As technology evolves into era of sub-micron, there is a desire to integrate various memory elements with high speed logic circuit elements into a single chip or an integrated circuit (IC) to form an embedded memory. For example, magnetic random access memory (MRAM) cells include magnetic tunnel junction (MTJ) elements, or stacks sandwiched between top and bottom electrodes, or terminals which are generally connected to interconnects in dielectric layers. During integration, the process windows and reliabilities of the MRAM cells may degrade due to process limitations.

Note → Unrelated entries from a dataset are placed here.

PR #1310, opened 2024-05-24
Upgrade Mafs to 0.18.7

benchristel:
## Summary:
This version fixes the issue we had with Mafs 0.18.6, which was that the
node version was pinned too strictly. It was causing webapp CI to fail
because an earlier node version was used there.

Mafs 0.18.7 declares support for node >= 20, which should work for us.

Issue: none

Test plan:

- Release Perseus
- Deploy the new version of Perseus into webapp
- webapp CI should pass

### DIFF
--- a/.changeset/wild-kids-care.md
+++ b/.changeset/wild-kids-care.md
@@ -1,0 +1,5 @@
+---
+"@khanacademy/perseus": minor
+---
+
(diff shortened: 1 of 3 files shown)


mark-fitzgerald (approved):
Yahoo!

jeremywiebe (approved):

PR #1312, opened 2024-05-24
Remove :before pseudo-element to fix axis tick labels in Safari 15.6

benchristel:
## Summary:

There was a bug where the axis tick numbers did not render in older versions of Safari
(Ben repro'd the issue on Safari 15.6). Third tracked it down to the `:before` pseudo-element that we were using to display the negative sign without affecting the alignment of the numbers below the tick marks. By removing the `:before`, we sacrifice the nice alignment,
but fix the Safari bug. In the future, we can consider other ways of achieving the alignment,
e.g. absolute positioning.

## Test plan:

- Review Storybook on Safari 15.6

### DIFF
--- a/.changeset/rich-spoons-deliver.md
+++ b/.changeset/rich-spoons-deliver.md
@@ -1,0 +1,5 @@
+---
+"@khanacademy/perseus": patch
+---
+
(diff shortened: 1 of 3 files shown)


SonicScrewdriver (approved):
We paired on this solution together! :)

PR #1315, opened 2024-05-27
Creation of new Mafs-based Sinusoid Graph

SonicScrewdriver:
## Summary:
<Add your summary here>

Issue: LEMS-1832

## Test plan:

### DIFF
--- a/packages/perseus/src/widgets/interactive-graphs/graphs/sinusoid.tsx
+++ b/packages/perseus/src/widgets/interactive-graphs/graphs/sinusoid.tsx
@@ -1,0 +1,104 @@
+import {color} from "@khanacademy/wonder-blocks-tokens";
+import {Plot} from "mafs";
+import * as React from "react";
+
+import {movePoint} from "../reducer/interactive-graph-action";
+
+import {StyledMovablePoint} from "./components/movable-point";
+
+import type {Coord} from "../../../interactive2/types";
+import type {SinusoidGraphState, MafsGraphProps} from "../types";
+import type {vec} from "mafs";
+
+type SinusoidGraphProps = MafsGraphProps<SinusoidGraphState>;
+
+export type SineCoefficient = [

For example, the formation of the electrical connection to the top of the MRAM cell includes forming a dielectric layer over the MRAM cell, smoothing the surface of that dielectric layer with planarization, etching a via through the dielectric layer, and then forming an interconnect within the open via. The process variation in the planarization and etching process is more than a dimension of the top layer of the MRAM cell. As a result, the interconnect extending to the top layer of the MRAM cell is not long enough in some cases such that a portion of the dielectric remains between the interconnect and the MRAM cell and the circuit is permanently open. In other instances, the interconnect is too long and passes through the top layer of the MRAM cell so the MRAM cell is permanently shorted. One option is to use middle etch stop layer (ESL) to cover the variations, however, this is not compatible with logic processing and has a much larger RC compared with scheme without ESL.
Accordingly, it is desirable to provide integrated circuits and methods of forming such integrated circuits with MRAM cells and interconnects where the interconnect reliably forms an electrical connection with the MRAM cell without shorting the MRAM cell and which is compatible with logic processing.